A Buzz in the Meadow by Dave Goulson

Posted by Rebecca Brendel


Reviewed by: Sherri Levek

What I Read: A Buzz in the Meadow by Dave Goulson


Find It @YCLD: Here!

What It's About: Author and biologist Dave Goulson purchased a farm in the French countryside in order to create a wildflower meadow to attract all sorts of wildlife, but his main interest is insects, bumblebees in particular.  This is the story of his observations of the myriad ways in which nature is connected.

What I Thought: Goulson’s insights into the natural world are inspiring and often humorous.  I spent many hours in the backyard and on walks observing the often overlooked life of insects and plants while reading this book.  Each chapter is dedicated to a particular insect or plant.  The chapter on flies is especially engrossing (with “gross” being the dominant theme!).  Goulson also explains the many ways humans are affecting the environment, with helpful suggestions that aren’t preachy or condemning.  Goulson ends the book with this bit of inspiration:  “This book is intended to inspire, to encourage everyone to cherish what we have, and to illustrate what wonders we stand to lose if we do not change our ways” (Goulson 251).

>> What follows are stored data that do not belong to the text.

PR #272, opened 2024-03-04
start release build at 1am

jmazzitelli:
This is a temp fix to https://github.com/kiali/kiali/issues/6865 - read that issue to find out why this is being done.


jmazzitelli:
This is only a suggested fix. I can't think of another way to quickly (albeit temporarily) fix the issue.

jshaughn (approved):
Make it so, #2.

PR #275, opened 2024-03-08
Adapt Cypress tests to OpenShift 4.15

### LINKED ISSUE #274: Cypress tests are not passed in OpenShift 4.15
Following errors are found when cypress tests are executed on OpenShift 4.15:
- In `sidebar-navigation.feature`:
```
AssertionError: Timed out retrying after 40000ms: Expected to find element: `button.pf-c-nav__link`, but never found it.
``` 

- In `workloads-deployments.feature`:
```

```

Probably this is due to the fact that OpenShift 4.15 uses version 5 of Patternfly library (OSSMC uses PF4). Although there exists compatibility backwards to PF4 plugins, it seems that tests are not adapted.

Note that Cypress tests must pass for all supported OpenShift versions (currently from 4.12 until 4.15).

ferhoyos:
### Describe the change
This PR adapts Cypress tests to work in all supported OpenShift versions (from 4.12 to 4.15).

Since OpenShift 4.15 uses version 5 of Patternfly library, all CSS classes have changed from `pf-c` to `pf-v5-c`, so current selectors used in Cypress do not work. To avoid this issue I have used selector [class$=".."] to check only the last part of the CSS class.

Regarding MobX issue, I just ignore uncaught exceptions that contain any `Mobx` reference.

As a bonus I have adapted Cypress tests to be able to run in localhost due to slightly differences with 'standard' OpenShift:
- There is no login page
- API_PROXY value is different

### Issue Reference
Fixes #274

### DIFF
--- a/plugin/cypress/e2e/sidebar-navigation.ts
+++ b/plugin/cypress/e2e/sidebar-navigation.ts
@@ -1,67 +1,94 @@
-import { Given, Then, When } from "@badeball/cypress-cucumber-preprocessor";
+import { Before, Then, When } from '@badeball/cypress-cucumber-preprocessor';
+import { getApiProxy } from '../support/utils';
+
+Before(() => {
+  // This prevents cypress from stopping on errors unrelated to the tests.
+  // There can be random failures due timeouts/loadtime/framework that throw browser errors.  This
+  // prevents a CI failure due something like a "slow".  There may be a better way to handle this.
+  cy.on('uncaught:exception', (err, _runnable, promise) => {
+    // when the exception originated from an unhandled promise
+    // rejection, the promise is provided as a third argument
+    // you can turn off failing the test in this case
+    if (promise || err.message.includes('MobX')) {
+      return false;
+    }
+    // we still want to ensure there are no other unexpected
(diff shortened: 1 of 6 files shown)


plugin/cypress/e2e/sidebar-navigation.ts
```diff
@@ -1,67 +1,94 @@
...
+
+Before(() => {
+  // This prevents cypress from stopping on errors unrelated to the tests.
+  // There can be random failures due timeouts/loadtime/framework that throw browser errors.  This
+  // prevents a CI failure due something like a "slow".  There may be a better way to handle this.
+  cy.on('uncaught:exception', (err, _runnable, promise) => {
+    // when the exception originated from an unhandled promise
+    // rejection, the promise is provided as a third argument
+    // you can turn off failing the test in this case
+    if (promise || err.message.includes('MobX')) {
```
ScriptingShrimp, line 12: I saw the MobX error messages on failed installation of OSSMC, but was unable to reproduce so far

ScriptingShrimp (approved):
passing on OCP, also in jenkins pipeline

PR #276, opened 2024-03-08
Isolate different versions of MobX for OCP 4.15

ferhoyos:
### Describe the change
In OpenShift 4.15, UI consoles uses version 5.1.0 of  `@patternfly/react-topology` library, which uses version 6.10.0 of `mobx` library.

On the other hand, OSSMC uses version 4.91.27 of `@patternfly/react-topology`, which uses version 5.15.7 of `mobx`.

Since multiple `mobx` instances are being used with different versions, following console error appears in the `Graph` page:
```

```

To fix the issue I have set `configure({ isolateGlobalState: true })` to any OSSMC page where graph is shown.

### Steps to test the PR
Go to `Graph` page and check that no console error related to `MobX` appears in the logs.

### Issue reference
#274


ferhoyos:
Closing this PR since it is not valid when the plugin upgrades to PF5

PR #283, opened 2024-03-19
README - how to deploy dev build of plugin via operator

jmazzitelli:


ferhoyos (approved):
This info is quite useful to deploy local plugin in remote OpenShift cluster. Thanks @jmazzitelli!

PR #287, opened 2024-03-26
[v1.73] Isolate different versions of MobX for OCP 4.15

ferhoyos:
### Describe the change
In OpenShift 4.15, the UI console uses the version 5.1.0 of  `@patternfly/react-topology` library, which uses the version 6.10.0 of the `mobx` library.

Readalikes: Attracting Native Pollinators:  Protecting North America’s Bees and Butterflies:  The Xerces Society Guide by Eric Lee-Mader, Seeing Trees:  Discover the Extraordinary Secrets of Everyday Trees by Nancy R. Hugo, The Bees by Laline Paull, and The Sixth Extinction:  An Unnatural History by Elizabeth Kolbert

Or look this book up on NoveList!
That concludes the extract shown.